## Your assignment
Print the line containing "kaladinlight, line 350: redundant test?" and every later line of the records. Keep each one exactly as given, ending with the last.
(Beginning of Data)
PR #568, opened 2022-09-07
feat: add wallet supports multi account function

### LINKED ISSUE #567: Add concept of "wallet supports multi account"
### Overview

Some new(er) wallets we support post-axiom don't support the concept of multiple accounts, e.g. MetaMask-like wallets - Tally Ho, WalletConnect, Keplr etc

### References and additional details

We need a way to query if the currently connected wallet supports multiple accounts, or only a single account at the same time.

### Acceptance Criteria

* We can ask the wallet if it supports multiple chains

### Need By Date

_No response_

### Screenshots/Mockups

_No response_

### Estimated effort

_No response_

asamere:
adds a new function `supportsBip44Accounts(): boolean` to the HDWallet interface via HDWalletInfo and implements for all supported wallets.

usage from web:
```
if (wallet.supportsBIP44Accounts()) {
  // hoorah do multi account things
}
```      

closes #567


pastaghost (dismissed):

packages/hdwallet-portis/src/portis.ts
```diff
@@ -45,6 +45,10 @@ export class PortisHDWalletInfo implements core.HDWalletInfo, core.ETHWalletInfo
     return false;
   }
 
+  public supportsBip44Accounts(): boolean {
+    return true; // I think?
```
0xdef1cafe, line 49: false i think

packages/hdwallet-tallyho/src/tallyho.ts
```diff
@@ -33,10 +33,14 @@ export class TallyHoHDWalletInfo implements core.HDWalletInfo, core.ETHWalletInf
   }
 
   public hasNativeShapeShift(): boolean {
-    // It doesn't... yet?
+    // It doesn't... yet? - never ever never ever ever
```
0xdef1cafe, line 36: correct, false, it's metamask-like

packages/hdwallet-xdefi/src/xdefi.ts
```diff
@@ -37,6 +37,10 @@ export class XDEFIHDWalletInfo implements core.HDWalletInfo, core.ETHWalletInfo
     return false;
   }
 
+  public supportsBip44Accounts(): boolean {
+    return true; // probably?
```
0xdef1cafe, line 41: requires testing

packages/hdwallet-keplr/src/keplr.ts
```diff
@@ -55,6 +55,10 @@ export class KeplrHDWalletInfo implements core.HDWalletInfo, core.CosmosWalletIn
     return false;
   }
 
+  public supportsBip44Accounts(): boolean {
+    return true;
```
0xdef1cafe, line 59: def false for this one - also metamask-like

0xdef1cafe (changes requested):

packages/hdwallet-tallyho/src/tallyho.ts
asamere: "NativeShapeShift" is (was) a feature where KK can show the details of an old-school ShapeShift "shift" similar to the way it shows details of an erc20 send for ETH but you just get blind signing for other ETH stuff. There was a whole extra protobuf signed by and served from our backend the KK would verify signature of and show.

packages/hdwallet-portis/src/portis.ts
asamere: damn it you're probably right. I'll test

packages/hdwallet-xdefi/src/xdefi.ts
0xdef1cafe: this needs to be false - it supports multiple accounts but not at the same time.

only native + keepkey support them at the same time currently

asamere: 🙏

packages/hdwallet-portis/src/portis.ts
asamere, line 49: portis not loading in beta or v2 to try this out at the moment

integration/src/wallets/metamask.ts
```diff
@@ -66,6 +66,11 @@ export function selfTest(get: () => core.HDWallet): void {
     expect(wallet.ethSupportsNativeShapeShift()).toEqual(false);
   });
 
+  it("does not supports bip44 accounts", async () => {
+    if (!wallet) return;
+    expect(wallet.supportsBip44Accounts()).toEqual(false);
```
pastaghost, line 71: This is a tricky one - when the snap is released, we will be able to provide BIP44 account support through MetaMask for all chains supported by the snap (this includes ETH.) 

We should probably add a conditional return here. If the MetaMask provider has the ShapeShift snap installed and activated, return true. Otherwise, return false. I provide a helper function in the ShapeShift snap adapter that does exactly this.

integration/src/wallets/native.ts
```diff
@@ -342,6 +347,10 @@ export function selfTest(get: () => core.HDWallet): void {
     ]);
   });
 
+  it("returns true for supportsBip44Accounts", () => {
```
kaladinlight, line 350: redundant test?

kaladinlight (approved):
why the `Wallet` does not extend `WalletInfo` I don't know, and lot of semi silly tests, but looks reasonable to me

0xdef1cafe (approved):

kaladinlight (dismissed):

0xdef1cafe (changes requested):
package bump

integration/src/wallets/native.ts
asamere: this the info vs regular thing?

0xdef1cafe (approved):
(End of Data)
## Result for this exercise
kaladinlight, line 350: redundant test?

kaladinlight (approved):
why the `Wallet` does not extend `WalletInfo` I don't know, and lot of semi silly tests, but looks reasonable to me

0xdef1cafe (approved):

kaladinlight (dismissed):

0xdef1cafe (changes requested):
package bump

integration/src/wallets/native.ts
asamere: this the info vs regular thing?

0xdef1cafe (approved):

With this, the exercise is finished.